Obviously I would still like to support recursive references for self-tests and as a general feature, but it may not be such a severe blocker for your testing :slightly_smiling_face:

I'd like to try to implement it, at least partially, but I am afraid that I'll need some guidance. Can I ask you if it will be possible for you to review a PoC pull request in the next few weeks?

Yes, I'd be very happy to review PRs or experiments leading towards them. As to guidance: I think the steps go something like

  1. make resolve_all_refs() skip recursive refs while resolving all others
  2. make canonicalish() work with schemas that contain references.
    This probably just means recursing into a definitions dict, but requires some care that re-writes don't move reference targets - I think we'll probably want to copy all referenced subschemas to a top-level definitions dict regardless of initial location and update the reference pointers.
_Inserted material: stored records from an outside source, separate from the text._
PR #10733, opened 2021-09-01
ledger-api-common: Do not mock final classes.

SamirTalwar-DA:
This replaces `URL` with a trait so we can fake it. This means we don't have to use Mockito to stub out `URL`, which is final and therefore requires magic to stub.

This PR brought to you by weird errors in CI along these lines:

```
java.lang.IllegalStateException: Could not initialize plugin: interface org.mockito.plugins.MockMaker (alternate: null)
at org.mockito.internal.configuration.plugins.PluginLoader$1.invoke(PluginLoader.java:84)
...
```

Rather than diagnosing the error, let's just remove the source.

### Pull Request Checklist

trigger the build.

### DIFF
--- a/ledger/ledger-api-common/src/main/scala/com/digitalasset/ledger/api/tls/SecretsUrl.scala
+++ b/ledger/ledger-api-common/src/main/scala/com/digitalasset/ledger/api/tls/SecretsUrl.scala
@@ -19,7 +19,7 @@ object SecretsUrl {
 
   def fromUrl(url: URL): SecretsUrl = new FromUrl(url)
 
-  private final class FromUrl(url: URL) extends SecretsUrl {
+  private final case class FromUrl(url: URL) extends SecretsUrl {
     override def openStream(): InputStream = url.openStream()
   }
 }
--- a/ledger/ledger-api-common/src/main/scala/com/digitalasset/ledger/api/tls/SecretsUrl.scala
+++ b/ledger/ledger-api-common/src/main/scala/com/digitalasset/ledger/api/tls/SecretsUrl.scala
@@ -13,13 +13,17 @@ trait SecretsUrl {
 }
 
 object SecretsUrl {
-  def FromString(string: String): SecretsUrl = FromUrl(new URL(string))
+  def fromString(string: String): SecretsUrl = new FromUrl(new URL(string))
 
-  final case class FromUrl(url: URL) extends SecretsUrl {
+  def fromUrl(url: URL): SecretsUrl = new FromUrl(url)
+
+  def fromPath(path: Path): SecretsUrl = new FromPath(path)
+
+  private final class FromUrl(url: URL) extends SecretsUrl {
     override def openStream(): InputStream = url.openStream()
   }
 
-  final case class FromPath(path: Path) extends SecretsUrl {
+  private final class FromPath(path: Path) extends SecretsUrl {
     override def openStream(): InputStream = Files.newInputStream(path)
   }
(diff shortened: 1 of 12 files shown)


ledger/ledger-api-common/src/main/scala/com/digitalasset/ledger/api/tls/SecretsUrl.scala
```diff
@@ -0,0 +1,25 @@
...
+import java.net.URL
+import java.nio.file.{Files, Path}
+
+// This trait is not sealed so we can replace it with a fake in tests.
+trait SecretsUrl {
+  def openStream(): InputStream
+}
+
+object SecretsUrl {
+  def FromString(string: String): SecretsUrl = FromUrl(new URL(string))
```
miklos-da, line 16: If this is a method, it should be named like:
```suggestion
  def fromString(string: String): SecretsUrl = FromUrl(new URL(string))
```

miklos-da (approved):

ledger/ledger-api-common/src/main/scala/com/digitalasset/ledger/api/tls/SecretsUrl.scala
SamirTalwar-DA: I'm not convinced; I know it's a method but I want it to look like any other constructor.

If I change this one I'll also make the subclasses private and add wrappers along the lines of `def fromUrl(url: Url) = FromUrl(url)` so they're lowercase too.

kamil-da: I agree with @miklos-da - to me `SecretsUrl.FromString(url)` looks like creation of a class named `FromString`, especially that we have other classes under `SecretsUrl`.
I would either changed the name to `fromString()` or add a constructor in the companion object:
```
  object FromUrl {
    def apply(string: String): FromUrl = FromUrl(new URL(string))
  }
  
  ```

**Review by kamil-da — APPROVED** [review]
Looks good! Only a minor comment left.

File: ledger/ledger-api-common/src/main/scala/com/digitalasset/ledger/api/tls/SecretsUrl.scala (hunk 1 above)
Comment (SamirTalwar-DA) [reply ledger/ledger-api-common/src/main/scala/com/digitalasset/ledger/api/tls/SecretsUrl.scala]: Made them all methods.

**Comment by pbatko-da** [comment]
Please take a look at my possible fix: https://github.com/digital-asset/daml/pull/10738

File: ledger/ledger-api-common/src/main/scala/com/digitalasset/ledger/api/tls/SecretsUrl.scala [hunk 2]
```diff
@@ -0,0 +1,25 @@
...
+// SPDX-License-Identifier: Apache-2.0
+
+package com.daml.ledger.api.tls
+
+import java.io.InputStream
+import java.net.URL
+import java.nio.file.Path
+
+// This trait is not sealed so we can replace it with a fake in tests.
+trait SecretsUrl {
```
fabiotudone-da, line 11: What's about secrets in this class?

SamirTalwar-DA: Nothing, it's just how it's used.

Happy to bikeshed further on this but in a separate changeset, as this is causing failing builds in CI.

Reference re-writing may be a new function?
    In the rewrite stage we'll also want to merge in any overlapping schemas, but this is fiddly and can come later.
  3. add a st.deferred() whenever converting a ref to a strategy.
    We know that all remaining references are recursive, so this is pretty simple.

I am also open to discuss the funding part as well :)
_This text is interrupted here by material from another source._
PR #10738, opened 2021-09-01
[DPP-578] Fix test flakiness related by adding byte-buddy-agent at jvm startup.

pbatko-da:
..as opposed to relying on dynamic agent attachment which could sometimes fail like this:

Let's do this by email if you find that your proof-of-concept isn't working out, or I exhaust my volunteer time :)

Zac-HD commented 3 years ago

Hey @Stranger6667 - inspired by #68, I'm wondering if we could quickly adapt #61 to just skip resolving recursive schemas. That would mean we only ever generate the base case, but at least it does something valid for them! Thoughts?

sdementen commented 3 years ago

Is there some way to identify the cycle leading to the recursive error in resolve_all_refs()? If so, I may be able to pre-patch the schema to remove these cycles

Stranger6667 commented 3 years ago

@Zac-HD I think it is a viable option, indeed! I will check if it will work and post an update here. At first glance, it should be ok but should include additional handling for #65 as well.

@sdementen Yes, in #61, I implemented it with a map of paths that were already seen during resolving + additional check for the input reference. However, I am not 100% sure that it covers all cases - I need to recheck this.